(Stored items from a collection)
----
PR #96, opened 2025-11-26
feat: add Dota Stats plugin

BambooFury:
Add dotastats plugin as a submodule.

Submodule: plugins/dotastats
URL: https://github.com/BambooFury/Dota-Stats.git


shdwmtr:
We won't be adding any new plugins until Lua support is released. As described in the discord and the plugin template, we are moving from Python backends to Lua. Unfortunately, there is no benefit of accepting a Python plugin right now if it will just have to be ported to Lua right after.

shdwmtr:
I don't understand

jcdoll:
Hi BambooFury -
Fellow plugin author and Dota enjoyer here :).

The Lua transition is done from what I can tell. I just released a plugin in Lua a few days ago. After initially writing the backend in python I saw this thread and ported my backend to Lua. It's not too bad.

You can use my plugin as a reference in case useful:
https://github.com/jcdoll/hltb-millennium-plugin

Also of course the plugin template, which is also in Lua:
https://github.com/SteamClientHomebrew/PluginTemplate

BambooFury:
I remade the plugin in Lua.

shdwmtr:
Your PR adds your repo at [1f263cf](https://github.com/BambooFury/Dota-Stats/tree/1f263cfe9c893ab431403d6b7de4cca7dc6cf628) which isn't a valid commit.

BambooFury:
I'll decide everything now

BambooFury:
I added webkit, it was just in .gitignore

shdwmtr:
Your setup is still wrong. Check the plugin template, use that as a reference.

BambooFury:
I completely redesigned the plugin structure. If anything is wrong, please describe the problem in detail so we can solve it.

diemonic1:
I checked and the plugin works fine for me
----
Work task →
Reproduce every record above exactly as it appears.

Written reply →
PR #96, opened 2025-11-26
feat: add Dota Stats plugin

BambooFury:
Add dotastats plugin as a submodule.

Submodule: plugins/dotastats
URL: https://github.com/BambooFury/Dota-Stats.git


shdwmtr:
We won't be adding any new plugins until Lua support is released. As described in the discord and the plugin template, we are moving from Python backends to Lua. Unfortunately, there is no benefit of accepting a Python plugin right now if it will just have to be ported to Lua right after.

shdwmtr:
I don't understand

jcdoll:
Hi BambooFury -
Fellow plugin author and Dota enjoyer here :).

The Lua transition is done from what I can tell. I just released a plugin in Lua a few days ago. After initially writing the backend in python I saw this thread and ported my backend to Lua. It's not too bad.

You can use my plugin as a reference in case useful:
https://github.com/jcdoll/hltb-millennium-plugin

Also of course the plugin template, which is also in Lua:
https://github.com/SteamClientHomebrew/PluginTemplate

BambooFury:
I remade the plugin in Lua.

shdwmtr:
Your PR adds your repo at [1f263cf](https://github.com/BambooFury/Dota-Stats/tree/1f263cfe9c893ab431403d6b7de4cca7dc6cf628) which isn't a valid commit.

BambooFury:
I'll decide everything now

BambooFury:
I added webkit, it was just in .gitignore

shdwmtr:
Your setup is still wrong. Check the plugin template, use that as a reference.

BambooFury:
I completely redesigned the plugin structure. If anything is wrong, please describe the problem in detail so we can solve it.

diemonic1:
I checked and the plugin works fine for me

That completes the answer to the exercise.